Measurement of potential activity of denitrification
The potential activities of denitrification, proportion (%) of nitrate reduced to N2O in two weeks, of denitrifying bacteria obtained using the FSC and APD methods were determined with the acetylene-block method ([Tiedje 1994]), as described previously ([Tago et al. 2011]). The vials containing DNB-NS medium were inoculated with each strain, and the head-space air was replaced with Ar-C2H2 (90:10) gas. After incubation at 30°C for 2 weeks, a portion (0.5 ml) of the head-space gas was analyzed for N2O by gas chromatography ([Saito et al. 2008]). The quantity of water-dissolved N2O gas was calculated as the Bunsen absorption coefficient ([Tiedje 1994]). Strains reducing more than 20% of the added nitrate to N2O were considered to be denitrifying bacteria in this study ([Tiedje 1994]; [Tago et al. 2011]). A two-sided, unpaired Student’s t-test was performed to statistically analyze the denitrifying activity.
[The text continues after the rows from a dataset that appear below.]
PR #479, opened 2022-04-06
Make tokens able to catch by translation tools

alroniks:
Issue related to a specific bug [REL-667](https://oat-sa.atlassian.net/browse/REL-667).
But actually, it is the wrong usage of localization functions, which looks like technical debt.

### DIFF
--- a/src/helpers/messages.js
+++ b/src/helpers/messages.js
@@ -75,17 +75,11 @@ function getActionMessage(scope, submitButtonLabel = __('OK')) {
         case 'section':
         case 'testSection':
         case 'part':
-            msg = __('Click "%s" to continue', submitButtonLabel).trim();
-            if (msg) {
-                msg += '.';
-            }
-            return msg;
+            return __('Click "%s" to continue.', submitButtonLabel).trim();
         case 'test':
         case 'testWithoutInaccessibleItems':
-            return `${__(
-                'You will not be able to access this test once submitted. Click "%s" to continue and submit the test.',
-                submitButtonLabel
-            )}`;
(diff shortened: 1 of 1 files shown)


tikhanovichA (approved):

src/helpers/messages.js
```diff
@@ -75,17 +75,11 @@ function getActionMessage(scope, submitButtonLabel = __('OK')) {
         case 'section':
         case 'testSection':
         case 'part':
-            msg = __('Click "%s" to continue', submitButtonLabel).trim();
-            if (msg) {
-                msg += '.';
-            }
-            return msg;
+            return __('Click "%s" to continue.', submitButtonLabel).trim();
```
jsconan, line 78: **nitpick:** This will be considered as a new translation token, and the previous one will be removed. It will introduce a regression. I'd advise fixing the related translations, by adding the missing dot to their tokens. Otherwise, they will be lost.

image

image

jsconan (approved):
The change looks straightforward, and it works. However, I don't see the difference in the gathered translations. Not sure it will change the final behavior, apart from the changed token.

Please consider the breaking change it is introducing to the translations.
At least we should auto-correct the translations we have for the product as the change is about a single `.`. It may have an impact on customer-specific translations though.

**Review Checklist**
- [ ] ~~New code is covered by tests (if applicable)~~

DNA extraction and PCR amplification
DNA was extracted from single colonies as described previously ([Ashida et al. 2010]), and used for PCR amplification. The bacterial 16S rRNA gene was amplified using the m-27 F (5′-AGRGTTTGATYMTGGCTCAG-3′) primer and the m-1492R (5′-GGYTACCTTGTTACGACTT-3′) primer pair ([Tyson et al. 2004]), as described previously ([Tago et al. 2011]).
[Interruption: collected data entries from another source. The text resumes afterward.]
PR #486, opened 2022-05-06
feat/tr 4060/partially answered items in submission

oatymart:
https://oat-sa.atlassian.net/browse/TR-4060

Required by: https://github.com/oat-sa/nfer-enot-template/pull/55
Required by: 

Get the new value `partiallyAnsweredIsAnswered` from test runner config, use it while calculating current item answeredness during response submission.

### DIFF
--- a/src/provider/qti.js
+++ b/src/provider/qti.js
@@ -251,6 +251,7 @@ var qtiProvider = {
             const currentItem = self.getCurrentItem();
             const options = self.getOptions();
             const skipPausedAssessmentDialog = !!options.skipPausedAssessmentDialog;
+            const { partiallyAnsweredIsAnswered } = options.review;
 
             //catch server errors
             var submitError = function submitError(err) {
@@ -317,7 +318,7 @@ var qtiProvider = {
                         // when the test part is linear, the item is always answered as we cannot come back to it
                         const testPart = self.getCurrentPart();
                         const isLinear = testPart && testPart.isLinear;
-                        currentItem.answered = isLinear || currentItemHelper.isAnswered(self);
+                        currentItem.answered = isLinear || currentItemHelper.isAnswered(self, partiallyAnsweredIsAnswered);
                     }
                     resolve();
                 }


jsconan (commented):
It looks ok, but the option `partiallyAnsweredIsAnswered` is not properly handled in the stats helper

src/helpers/stats.js
```diff
@@ -39,9 +39,11 @@ export default {
         const item     = runner.getCurrentItem();
         const testPart = runner.getCurrentPart();
         const stats = _.clone(mapHelper.getScopeStats(map, context.itemPosition, scope));
+        const options = runner.getOptions();
+        const partiallyAnsweredIsAnswered = (options && options.review && options.review.partiallyAnsweredIsAnswered) || true;
```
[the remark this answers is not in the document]
oatymart: Good catch! Thanks

src/provider/qti.js
```diff
@@ -251,6 +251,7 @@ var qtiProvider = {
             const currentItem = self.getCurrentItem();
             const options = self.getOptions();
             const skipPausedAssessmentDialog = !!options.skipPausedAssessmentDialog;
+            const { partiallyAnsweredIsAnswered } = options.review;
```
olga-kulish, line 254: Is it possible for `options.review` to be undefined? If yes, should check for it.

src/provider/qti.js
```diff
@@ -317,7 +318,7 @@ var qtiProvider = {
                         // when the test part is linear, the item is always answered as we cannot come back to it
                         const testPart = self.getCurrentPart();
                         const isLinear = testPart && testPart.isLinear;
-                        currentItem.answered = isLinear || currentItemHelper.isAnswered(self);
+                        currentItem.answered = isLinear || currentItemHelper.isAnswered(self, partiallyAnsweredIsAnswered);
```
olga-kulish, line 321: How do you think, should it influence `"Allow skipping"` validation? Now it allows me to skip partially answered item. I see that customer doesn't mention it in the ticket , so maybe this is completely fine.

jsconan: > Now it allows me to skip partially answered item

What do you mean by this? When skipping an item, it does not matter if it is answered, partially or completely, or not. The answers are set to the default value and that's it.

If you mean the item can be submitted partially answered, yes this is the expected behavior when the option is set.

olga-kulish: I mean, "_A response to this item is required_" dialog does NOT appear if item is answered partially. 
But now I noticed that it already has its own setting for this: `pluginConfig.allowPartial` https://github.com/oat-sa/tao-test-runner-qti-fe/blob/dc4793d0407db480941c3d6e37da94e6cf7899a2/src/plugins/navigation/allowSkipping.js#L89
So this can be closed.

jsconan (approved):
It looks good to me. There is one comment, the same as Olga, but it is not a blocker since the platform config is unlikely to miss the `review` entry from the test runner config.


**Review Checklist**
- [x] New code is covered by tests (if applicable) -- partially unfortunately, the stats helper was not covered by tests
- [ ] ~~New code is not subject to concurrency issues (if applicable)~~
- [x] Commits are atomic

src/provider/qti.js
olga-kulish: Ok, you are right. It's checked in some places like https://github.com/oat-sa/tao-test-runner-qti-fe/blob/develop/src/plugins/navigation/review/review.js#L164 or `src/helpers/stats.js` in this PR, but it shouldn't happen.

olga-kulish (approved):
Good job!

Amplified ribosomal DNA restriction analysis (ARDRA)-based profiling
The PCR amplicons of 16S rRNA gene were purified with a Wizard SV Gel and PCR Clean-Up System (Promega, Madison, WI, USA) and condensed to a final volume of 20 μl in sterilized-MilliQ water. Aliquots (3 μl) of the DNA samples were individually digested with HaeIII (Toyobo, Tokyo, Japan) and RsaI (Takara Bio), according to the manufacturer’s instructions. To determine the precise length of generated DNA fragments, the digested DNA samples were subjected to MetaPhor Agarose (Takara Bio) gel (3%) electrophoresis. Grouping of the denitrifying isolates was performed based on the ARDRA gel profiles.
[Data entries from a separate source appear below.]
PR #537, opened 2025-09-19
fix: tao-overflow-y in review launch

olga-kulish:
Related to https://oat-sa.atlassian.net/browse/TR-6663


oatymart (approved):
Code review only + seen it in action. Scrollable block looks good.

Sequencing and phylogenetic analysis
The 16S rRNA gene PCR amplicons derived from one to three representative strains from each ARDRA group, i.e., a total of 47 strains, were purified and directly sequenced as described previously ([Ashida et al. 2010]). DNA sequencing reactions were performed using a BigDye™ Terminator Cycle Sequencing Ready Reaction Kit (Applied Biosystems), according to the manufacturer’s protocol, and analyzed using a PE Applied Biosystems Automated DNA Sequencer (model 3130xl). Based on the gene sequences, taxonomic assignments of the strains at the genus level were performed using RDP Naïve Bayesian classifier, with an 80% bootstrap cutoff ([Cole et al. 2009]). Multiple alignments were performed using CLUSTAL W (ver. 1.83) ([Thompson et al. 1994]). Phylogenetic trees were constructed using the neighbor-joining method with Kimura-2 parameters and 500 bootstrap replicates, in the MEGA4 program ([Tamura et al. 2007]).
Accession numbers of nucleotide sequences
The sequence data of the bacterial 16S rRNA gene produced in this study have been deposited in the DDBJ database under accession numbers AB696837 to AB696882.